The president had said he believes in natural rights. Unfortunately when he signs these bills that take away our rights, he reveals he either doesn't know what he's doing or he doesn't really believe in natural rights. The Patriot Act is not only unconstitutional, it's unnatural, since it purports to take away that which naturally belongs to us.
reason: In chapter six, you discuss the very alarming "National Security and Homeland Security Presidential Directive 20/51" and the John Warner Defense Authorization Act of 2007. What's so bad about them?
Napolitano: Those basically allow the president to declare martial law whenever he thinks there's a state of emergency. Then he—he or she—can use the military to enforce ordinary criminal law and even suspend the authority of state criminal enforcement agencies. This is wildly, fantastically unconstitutional because it allows one human being by declaring emergency–like Pervez Musharraf just did—to suspend rights guaranteed by the Constitution, and Americans don't even know; there was very little debate or awareness of this.
reason: I noticed that "he or she" in your previous statement. Have you made any headway with your Republican friends on the matter of, well, they might believe in this whole "war on terror" and trust Bush needs these extraconstitutional powers to protect us, but what about when a president they don't trust wants to use them for goals they don't believe in?

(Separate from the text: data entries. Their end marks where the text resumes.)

PR #12, opened 2015-12-14
rename + some patches

id:
It's a bit confusing with 'producer' and 'producers' and supervisor names.
Renamed:
brod_producer -> brod_partition_producer
brod_producers -> brod_producer

Also fixed few issues.


zmstone:
i'm resolving the conflicts.

PR #13, opened 2015-12-15
Simplify supervision tree for producer

id:


src/brod_client.erl
```diff
@@ -156,6 +156,9 @@ get_producer(ClientId, Topic, Partition) when is_atom(ClientId) ->
     {error, client_down}
   end.
 
+find_producer(ClientId, Topic, Partition) ->
```
zmstone, line 162: spec

zmstone, line 162: and export it since you moved it up the the API section

src/brod_producers_sup.erl
```diff
@@ -0,0 +1,139 @@
...
+
+producers_sup_spec(ClientId, TopicName, Config0) ->
+  DelaySecs = proplists:get_value(restart_delay_seconds, Config0,
+                                  ?DEFAULT_SUP2_RESTART_DELAY),
+  Config    = proplists:delete(restart_delay_seconds, Config0),
+  Args      = [?MODULE, {?SUP2, ClientId, TopicName, Config}],
+  { _Id       = TopicName
+  , _Start    = {brod_supervisor, start_link, Args}
+  , _Restart  = {permanent, DelaySecs}
+  , _Shutdown = infinity
```
zmstone, line 112: why infinity?

src/brod_supervisor.erl
```diff
@@ -1382,9 +1319,93 @@ init_state1(SupName, {Strategy, MaxIntensity, Period}, Mod, Args) ->
     period = Period,
     module = Mod,
     args = Args}};
-init_state1(_SupName, Type, _, _) ->
+init_state(_SupName, Type, _, _) ->
     {invalid_type, Type}.
 
+init_children(State, StartSpec) ->
```
zmstone: could you move this section back to the old place ?
this would make it more difficult to re-base or merge newer releases from otp.

src/brod_producers_sup.erl
```diff
@@ -0,0 +1,139 @@
...
+%%%_* APIs =====================================================================
+
+%% @doc Start a root producers supervisor,
+%%      per-topic supervisors and per-partition producer workers.
+%%      The config is passed down to the producers.
+%% @see brod_producer:start_link/4 for more details.
+%% @end
+-spec start_link(client_id(), [{topic(), producer_config()}]) -> {ok, pid()}.
+start_link(ClientId, Producers) ->
+  brod_supervisor:start_link({local, ?SUP}, ?MODULE,
```
zmstone: should not start registered.

src/brod_client.erl
```diff
@@ -186,8 +189,9 @@ handle_info({'EXIT', Pid, Reason}, State) ->
 handle_info(_Info, State) ->
   {noreply, State}.
 
-handle_call({get_topic_worker, Topic}, _From, State) ->
-  Result = do_get_topic_worker(State, Topic),
+handle_call({find_producer, Topic, Partition}, _From, State) ->
+  SupPid = State#state.producers_sup,
+  Result = brod_producers_sup:find_producer(SupPid, Topic, Partition),
```
zmstone: no, you can't do this in a handle_call, causing dead lock. (same reason why i implemented get_topic_worker before).
here you should return the second-level supervisor pid as quick as possible and then call brod_supervisor:find_child(Partition) in the caller process instead.

Reason:
brod_supervisor:find_child is a gen_server:call to SUP2, but in SUP2's post_init handle_info, it'll make a call to brod_client to get metadata, brod_client might be currently blocked by this find_producer call.

src/brod_producers_sup.erl
id, line 112: Recommended shutdown timeout for supervisors, they need to shut down children first.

Napolitano: Bill O'Reilly defended Bush on his declaration of three Americans as enemy combatants, before the Supreme Court told him he can't do it—and Bush refused to even say why—but Bill said "I trust him, it's good for him to do that."

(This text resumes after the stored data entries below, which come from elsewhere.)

PR #17, opened 2015-12-26
refactor consumer

id:
App is working but work is still in progress. Need to update app api and add tests.

Please leave your comments/complaints.


src/brod_client.erl
```diff
@@ -240,19 +288,22 @@ terminate(Reason, #state{ client_id     = ClientId
...
+      error_logger:warning_msg("~p [~p] ~p is terminating, reason: ~p~n",
+                               [?MODULE, self(), ClientId, Reason])
+  end,
+  %% stop producers and consumers first because they are monitoring socket pids
+  brod_utils:shutdown_pid(ProducersSup),
+  brod_utils:shutdown_pid(ConsumersSup),
+  lists:foreach(
+    fun(#sock{sock_pid = Pid}) ->
+        brod_utils:shutdown_pid(Pid)
+    end, [MetaSock | Sockets]).
```
zmstone, line 319: MetaSock might be ?undef

src/brod_client.erl
```diff
@@ -66,30 +68,60 @@
...
+  gen_server:start_link({local, ClientId}, ?MODULE, Args, []).
 
 -spec stop(client()) -> ok.
 stop(Client) ->
   gen_server:call(Client, stop, infinity).
 
+%% @doc Returns brod_sock connected to a broker which is a leader
+%% for given topic and partition.
+-spec get_leader(client_id(), topic(), partition()) -> {ok, pid()}.
+get_leader(ClientId, Topic, Partition) ->
```
zmstone: rename it to: get_leader_connection and remove get_connection/3 ?

src/brod_client.erl
```diff
@@ -66,30 +68,60 @@
...
+                     , leader_id  = LeaderId} =
+    lists:keyfind(Partition, #partition_metadata.id, Partitions),
+  brod_kafka:is_error(PartitionEC) andalso erlang:throw(PartitionEC),
+  LeaderId >= 0 orelse erlang:throw({no_leader, {ClientId, Topic, Partition}}),
+  #broker_metadata{host = Host, port = Port} =
+    lists:keyfind(LeaderId, #broker_metadata.node_id, Brokers),
+
+  case brod_client:get_connection(ClientId, Host, Port) of
+    {ok, Pid}      -> {ok, Pid};
+    {error, Error} -> exit({no_connection, Error})
```
zmstone: why exit here?
perhaps replace the 'throw's above to exit too ?

src/brod_client.erl
```diff
@@ -206,14 +248,18 @@ handle_info({'EXIT', Pid, Reason},
                         [ClientId, Host, Port, Reason]),
   NewSock = start_metadata_socket(ClientId, Endpoints),
   {noreply, State#state{meta_sock = NewSock}};
-handle_info({'EXIT', Pid, Reason}, State) ->
+handle_info({'EXIT', Pid, Reason}, #state{meta_sock = Pid} = State) ->
```
zmstone: meta_sock is a #sock{} record.
and, it's handled in handle_info clause line 240

src/brod_consumer.erl
```diff
@@ -48,238 +42,209 @@
...
         , code_change/3
-        , format_status/2
         ]).
 
 -include("brod.hrl").
 -include("brod_int.hrl").
 
--record(state, { hosts         :: [{string(), integer()}]
-               , socket        :: #socket{}
+-type consumer_option() :: offset
```
zmstone: we have used the name 'config' for clients and producer.
i.e. client_config and producer_config.
perhaps consumer_config here ?

sys.config.example
```diff
@@ -7,7 +7,7 @@
              , [ {restart_delay_seconds, 10}]
              }
            , { producers
-             , [ { <<"brod-test-topic-1">>
+             , [ { <<"brod">>
```
zmstone: used "topic" in the name to make it clear that it should be a topic name here.
if rename, perhaps add a comment behind <<"brod">> ?
e.g. <<"brod">> %% topic name

src/brod_consumer.erl
```diff
@@ -48,238 +42,209 @@
...
+      %% TODO: do something smarter
+      %% 1) handle what we can handle
+      %% 2) call CbMod:handle_error for errors we can not handle
+      %%    it can for example bump max_bytes option or skip a message
+      %% 3) stop if CbMod:handle_error is not defined
+      {stop, {broker_error, ErrorCode}, State0};
+    false ->
+      case Messages of
+        [] ->
+          erlang:send_after(State0#state.sleep_timeout, self(), ?SEND_FETCH_REQUEST),
```
zmstone: self() ! ?SEND_FETCH_REQUEST directly if sleep_timeout is zero.
so it doesn't have to schedule a timer

src/brod_consumer.erl
id: consumer_config is already defined in brod_int.hrl, it's proplists:proplist().

zmstone:
perhaps add brod:fetch(Client, Topic, Partition, MaxWaitTime, MinBytes, MaxBytes), which should make a call to partition worker?

src/brod_consumer.erl
zmstone: ok, new question, why would a user put those options in config ?

zmstone:
now i'm not quite sure about callback modules, or perhaps callback module is not just enough.
as I can think of now, it's perhaps more flexible to provide an async fetch API, which should work like:

```
brod:fetch(Client, Topic, Partition, MaxWaitTime, MinBytes, MaxBytes) ->
  {ok, ConsumerPid} = brod_client:get_consumer(Client, Topic, Partition),
  CallRef = {make_ref(), _RealConsumerPid = self()},
  brod_consumer:async_fetch(CallRef, ConsumerPid, MaxWaitTime, MinBytes, MaxBytes)
```

the CallRef should be kept in consumer's looping state ,
the consumer should deliver the message(s) to RealConsumerPid when fetch response is received.

AND, if configured, consumer process should expect RealConsumerPid to ACK the fetch response before removing a {CallRef, offset()} association from looping state --- this is to be used for offset commit too.

This way, it is completely up to the RealConsumerPid how many messages they'd like to fetch in parallel before stop sending fetch requests.

src/brod_consumer.erl
id: The only option which I know exactly will be used is 'offset' – when users will use their own storage for offset, in the 'init_consumer' callback they will query offset for the given topic/partition pair.
Other options can be used to override global options for specific topic/partitions.

zmstone: does this imply: always have to restart the consumer process to reset offset ?
for example, if a consumer wants to search for a offset <--> timestamp (in message key) correlation in order to consume messages starting from a specific timestamp, how should they implement the callback module ?

zmstone:
I'd prefer below APIs over callback module.
if there is really a need of callback module, it can be implemented on top of these APIs

```
%% Consumer API
-export([ async_fetch/5 %% (Client, Topic, Partition, BeginOffset, Options) -> ok. %% call the permanent consumer process to send fetch requests, caller should expect {brod_messages, MsgRef, [{Topic, Partition, Offset, Key, Value}]} where MsgRef is CorrId (which is perhaps discarded by direct users)
        , start_link_partition_streamer/4 %% (Client, Topic, Partition, BeginOffset, Options) -> {ok, Pid}. %% start_link a partition streamer process which accepts a [{prefetch_count, N}] in option and call aync_fetch behind the scean, caller should expect {brod_messages, MsgRef, [[Topic, Parttion, Offset, Key, Vlaue}]} where MsgRef is of type {PartitionStreamerPid, CorrId}.
        , start_link_group_streamer/4 %% (Client, GroupId, Options) -> {ok, Pid}. %% start_link a group streamer process which streams from one or more partition streamers and manages group heartbeats, membership changes etc. caller should expect {brod_messages, [[Topic, Parttion, Offset, Key, Vlaue}]} where MsgRef is of type {GroupStreamerPid, PartitionStreamerPid, CorrId}.
        , stream_ack/2 %% (MsgRef, Offset), this is called to delete the {CorrId, [Offset]} associations from streamers. they should continue if prefetch window size allows. also commit offset if it's an ack to group streamer, where MsgRef can be {PartitionStreamerPid, CorrId} or {GroupStreamerPid, PartitionStreamerPid, CorrId}.
```

id:
Don't understand what is the problem with callbacks modules. Just add -behaviour(brod_consumer) in e.g. your gen_server implementation and define 2 more functions.

With async_fetch there is very little logic left for a library module. Basically, a user can ask brod_client for connection pid and just call brod_sock:send(Pid, #fetch_request{}) with the same effect. For this to work we just need to move record definitions from src/brod_int.hrl to include/brod.hrl.

id:
group streamer: so you suggest to collect messages from many partitions in one process and then re-send to a user process? What is the benefit?

id:
I would say that these APIs can be easily implemented using behaviour module if users need them.

zmstone:
not a very good idea to let the higher level callers to call brod_sock:send.
with generic APIs, we maximize the flexibility for higher level users by pure erlang message sending, and by default it encourages async pre-fetching way of working.

If brod supports callback module by default, it is tied to one message set at a time, unless we add more configurable options like: prefetch_count, is_parallelizable_callback_evaluation etc.

and as you said, the init callback is only useful to init the offsets, the users may have to call another API to figure out the offset first before initializing the behaviour module.

as for group streamer, it is the nature of consumer group, it does not know how many partitions it will have to fetch from, and as a brod user, i don't want to manage those contexts.

zmstone:
partition streamer and group streamer are better to be implemented in one gen_server each to keep code logic simple.
implementing everything in one process will be bad for test/debug and maintenance.

id:
Of course, I'm talking about another concern.

If I understood you correctly, group streamer process will act like a hub for all messages from group partitions. It will then redeliver messages to a user process's Pid. And that process would have to implement a logic to process messages in parallel. Comparing to a callback we have 2 more middle-man processes and additional logic to be implemented by a user.

zmstone:
1. even if you implement callback for consumer group, it will be another gen_server, not the one that consumes from only one partition.
2. with start_link_xxx_streamer, it can talk to brod_sock directly, meaning there is no need to have a consumer under supervisor tree, so -1 middle-man, does this make you feel any better ? :)

if we see a lot of use cases where some dummy callbacks like below will have to be implemented for certain purposes:

```
handle_messages(Topic, Partition, HighWmOffset, Messages, #my_state{my_pid = PId}) ->
  Pid ! {Topic, Partition, HighWmOffset, Messages}.
```

it means a bad design.

It will perhaps make me feel better if it extends all gen_server callbacks, plus, force users to implement an additional handle_message callback

however, the init callback is really something tricky, same will be for commit offset.

Regarding message processing:
The caller process can process messages in parallel (e.g. pmap) or maybe not, it's up to them.
However now i realize this is something can be done (in one message-set level) in callback too, since the callback argument is MessageSet, it's up to the caller if they want to process messages in one message set in parallel or not. It is much better than what I thought it was before. I thought it was something like foreach(fun(message) -> CbMod:handle_message(OneMessage) end, MessageSet).

let's drop this, and focus on which style is more user-friendly.

id:
I'll try to summarize what I have in mind about possible use cases for consumers.

Use case #1. I want to read data from kafka, process it, and write to postgres with minimal efforts.
Solution: add brod in the release and implement brod_consumer behaviour. 
- In the init_consumer callback read the last offset from postgres.
- In the handle_messages callback transform a message to a sql query and send to a pool of epgsql worker processes.
- Add required information in config file and make sure brod app is started after epgsql pool.
- All processing is happening in the context of partition workers and already parallelized, don't need to do anything special.
  Downside: in the current implementation consumer process will be blocked by the callback, may be need to send next fetch request before calling callback (kind of prefetch count = 1).

Use case #2. I need to get data from kafka in my existing process (a gen_server implementation in existing application).
Solution: 
- start_link brod consumer process in the init function
- that process should be able to handle reconnects to cluster nodes without crash
- should be possible to configure 'prefetch count'
- flow control via 'acks'.

Am I correct? What do you think?

zmstone:
yes, sort of what was in my mind too. I have a few more things to add though.

use case 1:
proposed spec:

```
init_consumer(Topic, Partition) -> {ok, Options, CallbackState}.
```

Where Options is an minimal proplist with possible keys: begin_offset, max_bytes, prefetch_count.
Value for other options (e.g. sleep_time) are used in the order of: Options --(if not found)--> sys.config --(if not found) --> default values.

```
handle_messages(HwOffset, [{Key, Value}], CallbackState) ->
  {ok, NewCallbackState} | {ok, NewOptions, NewCallbackState}.
```

There is no need for Topic and Partition in handle_messages arguments, because it's a partition consumer, if the user need it, it can be kept in CallbackState.
By returning NewOptions, the user may switch to another begin_offset in case the last delivery was not they wanted.
And in order not to block the consumer process, handle_message should be evaluated in a spawned temp process. then fetch more if prefetch_count allows.

We'll need another behaviour for group consumer, which should be similar, but a bit different in Arg list and return value:

```
handle_messages(Topic, Partition, HwOffset, [{Key, Value}], CallbackState) ->
    {ok, NewCallbackState} | {ok, commit, NewCallbackState}.
```

id:
"There is no need for Topic and Partition in handle_messages arguments, because it's a partition consumer" – but users can have many partition consumers.

Passing #message{} record in handle_messages is very important, it contains offset and other message metadata. HighWmOffset is just a max offset on a partition.

"And in order not to block the consumer process, handle_message should be evaluated in a spawned temp process. then fetch more if prefetch_count allows." – and if handle_messages returns different begin_offset, then what?

src/brod_consumer.erl
```diff
@@ -48,265 +42,370 @@
...
-               , sleep_timeout :: integer()
+-type consumer_option() :: offset
+                         | min_bytes
+                         | max_bytes
+                         | max_wait_time
+                         | sleep_timeout
+                         | prefetch_count.
+
+%% behaviour definition
+-callback init_consumer( Topic     :: topic()
```
zmstone: add more docs?

btw, why don't return CbOptions (or NewCbOptions) as the second element in the returned tuple ?

src/brod_consumer.erl
```diff
@@ -48,265 +42,370 @@
...
-               , socket        :: #socket{}
-               , topic         :: binary()
-               , partition     :: integer()
-               , callback      :: callback_fun()
-               , offset        :: integer()
-               , max_wait_time :: integer()
-               , min_bytes     :: integer()
-               , max_bytes     :: integer()
-               , sleep_timeout :: integer()
+-type consumer_option() :: offset
```
zmstone: name it begin_offset ?

src/brod_kafka.erl
```diff
@@ -55,7 +55,7 @@ parse_stream(<<Size:32/?INT,
   Response = decode(ApiKey, Bin),
   parse_stream(Tail, [{CorrId, Response} | Acc], Requests);
 parse_stream(Bin, Acc, _Requests) ->
-  {Bin, Acc}.
+  {Bin, lists:reverse(Acc)}.
```
zmstone: this should be ported back to 1.0

src/brod_utils.erl
```diff
@@ -58,15 +60,20 @@ try_connect([{Host, Port} | Hosts], _) ->
...
+%% @doc Check terminate reason for a gen_server implementation
+is_normal_reason(normal)        -> true;
+is_normal_reason(shutdown)      -> true;
+is_normal_reason({shutdown, _}) -> true;
+is_normal_reason(_)             -> false.
+
+is_pid_alive(Pid) ->
+  is_pid(Pid) andalso is_process_alive(Pid).
+
+shutdown_pid(Pid) ->
```
zmstone, line 72: perhaps we should monitor, unlink, exit, and then wait for 'DOWN'.
or a batched version of it ( for shutting down a list of sockets) .

It tricky on how long should it wait for the 'DOWN' message though. and it is somehow affecting the shutdown timeouts in supervisor (if any).

sys.config.example
```diff
@@ -15,6 +15,22 @@
                  }
                ]
              }
+           , { consumers
+             , [ { <<"brod-test-topic-1">>
+                   , [ {topic_restart_delay_seconds, 10}
+                     , {partition_restart_delay_seconds, 2}
+                     %% no 'partitions' means 'all partitions'
+                     % , {partitions, [1,2,3]}
```
zmstone, line 23: or {partitions, []} in the example, and force it to be a mandatory config.

src/brod_consumer.erl
```diff
@@ -48,265 +42,370 @@
...
+      SleepTimeout = State0#state.sleep_timeout,
+      case Messages of
+        [] when SleepTimeout =:= 0 ->
+          {ok, NewCorrId} = send_fetch_request(State0),
+          {noreply, State0#state{corr_id = NewCorrId}};
+        [] when SleepTimeout > 0 ->
+          erlang:send_after(SleepTimeout, self(), ?SEND_FETCH_REQUEST),
+          {noreply, State0};
+        [_|_] ->
+          F = fun() ->
```
zmstone: I feel like using exit reason to pass result is a bit less readable comparing to straightforward message passing, and there is no need to monitor.

```
Ref = make_ref(),
ConsumerPid = self(),
spawn_link(fun() ->
  try
    Res = CbMod:handle_messages(...),
    ConsumerPid ! {handle_messages_result, Ref, ok, Res}
  catch C : E ->
    Stacktrace = erlang:get_stacktrace(),
    ConsumerPid ! {handle_messages_result, Ref, error, {C, E, Stacktrace}}
  end)
```

zmstone: and this may cause handle_messages evaluated in parallel which is in most cases a bad thing.

it should rather be designed as a fetch queue, and only the head of the queue get popped out for handle_messages evaluation. i.e. one at a time.

src/brod_consumer.erl
```diff
@@ -48,265 +42,370 @@
...
+               , socket_pid     :: pid()
+               , topic          :: binary()
+               , partition      :: integer()
+               , offset         :: integer()
+               , max_wait_time  :: integer()
+               , min_bytes      :: integer()
+               , max_bytes      :: integer()
+               , sleep_timeout  :: integer()
+               , prefetch_count :: integer()
+               , corr_id        :: corr_id()
```
zmstone: last_corr_id ?

src/brod_consumer.erl
id: Why is that a bad thing?

src/brod_consumer.erl
id: > why don't return CbOptions (or NewCbOptions) as the second element in the returned tuple ?

To keep the order of elements the same in both cases.

src/brod_consumer.erl
zmstone: because by providing this callback framework, we imply CbState is a state machine, almost all the users will assume the messages are delivered and handled in serial.

id: How do we treat prefetch_count then? Same as now (number of fetch requests sent) or as max number of messages?

> it should rather be designed as a fetch queue

How would you do this?

zmstone: we can: instead of put monitor reference in cb_pending, append a fun((CbState) -> NewCbState)) to the tail of the list.
then spawn a pid to evaluate the only head of the list, put back a reference() to the head to match the async evaluation result.

src/brod_consumer.erl
```diff
@@ -48,265 +42,394 @@
...
+                     , error_code = ErrorCode
+                     , high_wm_offset = HighWmOffset
+                     , last_offset = LastOffset
+                     , messages = Messages} = PM,
+  CbMod = State0#state.cb_mod,
+  CbState = State0#state.cb_state,
+  case brod_kafka:is_error(ErrorCode) of
+    true ->
+      Error = {ErrorCode, brod_kafka_errors:desc(ErrorCode)},
+      case CbMod:handle_error(Topic, Partition, Error, CbState) of
```
zmstone: there is still an issue, handle_error should also be lined up

src/brod_consumer.erl
id: Ok, got it. I misinterpreted your comment first and thought you're suggesting to have rather a 'handle_message' callback, i.e. call it for every message.

src/brod_client.erl
```diff
@@ -66,22 +68,55 @@
...
 
+%% @doc Get the connection to kafka broker which is a leader
+%% for given Topic/Partition.
+%% If there is no such connection established yet, try to establish a new one.
+%% If the connection is already established per request from another
+%% producer/consumer the same socket is returned.
+%% If the old connection was dead less than a configurable N seconds ago,
+%% {error, LastReason} is returned.
+%% @end
+-spec get_leader_connection(client_id(), topic(), partition()) -> {ok, pid()}.
```
zmstone: | {error, Reason}
we need dialyzer

src/brod_client.erl
```diff
@@ -154,38 +199,59 @@ get_producer(ClientId, Topic, Partition) when is_atom(ClientId) ->
...
-             , config    = Config
+  Tab = ets:new(?ETS(ClientId),
+                [named_table, protected, {read_concurrency, true}]),
+  self() ! {init, Producers, Consumers},
+  {ok, #state{ client_id     = ClientId
+             , endpoints     = Endpoints
+             , config        = Config
+             , producers_tab = Tab
+             }};
+init({Endpoints, Producers, Consumers, Config}) ->
```
zmstone, line 219: if producers are started here, get_producer will always return {error, client_down}.
part of the reason why i thought it's good to always force a unique client_id is to be able to use the name as the ets table, so the callers can get the producer pid from ets:lookup instead of going through a gen_server:call for each produce request.

id, line 219: Unique ClientId can be useful for producers but gives no benefit (only overhead) for consumers.

I tried to reduce dependency on ClientId as much as possible. If all I want is just start a consumer, why on Earth I must think about a unique name for it?

If users will decide to use brod_client:stat_link/4 instead of brod_client:start_link/5, or even brod:start_link_client, they should know what they are doing.

src/brod_client.erl
```diff
@@ -154,38 +199,59 @@ get_producer(ClientId, Topic, Partition) when is_atom(ClientId) ->
...
+init({ClientId, Endpoints, Producers, Consumers, Config}) ->
   erlang:process_flag(trap_exit, true),
-  ets:new(?ETS(ClientId), [named_table, protected, {read_concurrency, true}]),
-  self() ! {init, Producers},
-  {ok, #state{ client_id = ClientId
-             , endpoints = Endpoints
-             , config    = Config
+  Tab = ets:new(?ETS(ClientId),
+                [named_table, protected, {read_concurrency, true}]),
+  self() ! {init, Producers, Consumers},
```
zmstone, line 213: register(ClientId, self()).

id, line 213: If we are here, then start_link/5 was called and the process is already registered.

src/brod_client.erl
zmstone, line 219: registered name causes overhead ?

id, line 219: A simple test to show that this optimization does not contribute that much for performance.

I added one more field in brod_client #state{}, a dict to keep a map {T, P} -> ProducerPid, in addition to ets table. And replaced the first clause of brod_client:get_producer api which matches on pid to do gen_server:call instead and do dict:find.

Results are vary and this is the best one so far :), but the slowest gen_server:call was less than 150 microseconds for me:

```
13> timer:tc(fun() -> brod_client:get_producer(client_1, <<"brod">>, 0) end).
{44,{ok,<0.43.0>}}
14> timer:tc(fun() -> brod_client:get_producer(Pid, <<"brod">>, 0) end).
{55,{ok,<0.43.0>}}
```

id, line 219: "registered name causes overhead ?" – overhead as in a user have to think about additional things which they will not use.

zmstone, line 219: with ets is you don't have to line up the calls when you have many processes calling get_producers concurrently.
if this performance improvement is really not benefiting, pg2 would have been implemented with pure gen_server calls plus dict or sets, instead of storing members in ets.

src/brod_client.erl
zmstone, line 213: missed that one

src/brod_client.erl
id, line 219: True.

What I want to say is this part of brod is hardly a bottleneck. At least for the most of use cases.

id:
@dszoboszlay could you also take a look at the new consumers implementation? We appreciate your input.

id:
Docs and tests are still on me.

id:
@zmstone I think we can merge this one to 2.0-dev, wdyt?

zmstone:
#23 is based on this one. we should merge it in first.

id:
Don't see why it's a block. #23 will have the same commits, we do not rewrite history.

id:
I'll let the checks to complete first.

I asked him, "Would you give that power to Hillary Clinton? She could declare you an enemy combatant and dispatch you to Guantanamo." He just said, "Would you come and visit?" I said, "No….they'd keep me down there too!"
So many of my Fox colleagues, whom I love working with, have such trust and faith in the heart and head of President Bush. But look at the calendar: He'll be Mr. Bush in 14 months, and unless it's Ron Paul, God knows what his successor will do with the powers Congress had purported to give him. And I say "purported" because they don't have the right to actually do all the extraconstitutional things they've done.